TASK GOAL:
Below are the records; restate all of them exactly.

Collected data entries
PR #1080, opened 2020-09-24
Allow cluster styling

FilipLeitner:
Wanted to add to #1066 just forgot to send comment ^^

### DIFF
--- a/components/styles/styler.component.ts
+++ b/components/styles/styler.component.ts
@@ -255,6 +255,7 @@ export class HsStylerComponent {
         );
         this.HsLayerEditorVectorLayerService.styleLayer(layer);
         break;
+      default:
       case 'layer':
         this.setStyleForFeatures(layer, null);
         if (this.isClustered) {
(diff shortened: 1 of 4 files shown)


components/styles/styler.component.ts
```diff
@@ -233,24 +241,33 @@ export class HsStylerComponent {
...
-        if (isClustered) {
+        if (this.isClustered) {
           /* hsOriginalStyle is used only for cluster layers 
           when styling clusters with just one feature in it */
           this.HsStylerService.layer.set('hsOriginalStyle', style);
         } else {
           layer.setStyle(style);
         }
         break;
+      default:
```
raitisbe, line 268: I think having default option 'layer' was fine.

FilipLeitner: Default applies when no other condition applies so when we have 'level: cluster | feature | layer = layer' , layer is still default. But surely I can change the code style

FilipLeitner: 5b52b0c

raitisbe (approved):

RESULT OF THIS TASK:
PR #1080, opened 2020-09-24
Allow cluster styling

FilipLeitner:
Wanted to add to #1066 just forgot to send comment ^^

### DIFF
--- a/components/styles/styler.component.ts
+++ b/components/styles/styler.component.ts
@@ -255,6 +255,7 @@ export class HsStylerComponent {
         );
         this.HsLayerEditorVectorLayerService.styleLayer(layer);
         break;
+      default:
       case 'layer':
         this.setStyleForFeatures(layer, null);
         if (this.isClustered) {
(diff shortened: 1 of 4 files shown)


components/styles/styler.component.ts
```diff
@@ -233,24 +241,33 @@ export class HsStylerComponent {
...
-        if (isClustered) {
+        if (this.isClustered) {
           /* hsOriginalStyle is used only for cluster layers 
           when styling clusters with just one feature in it */
           this.HsStylerService.layer.set('hsOriginalStyle', style);
         } else {
           layer.setStyle(style);
         }
         break;
+      default:
```
raitisbe, line 268: I think having default option 'layer' was fine.

FilipLeitner: Default applies when no other condition applies so when we have 'level: cluster | feature | layer = layer' , layer is still default. But surely I can change the code style

FilipLeitner: 5b52b0c

raitisbe (approved):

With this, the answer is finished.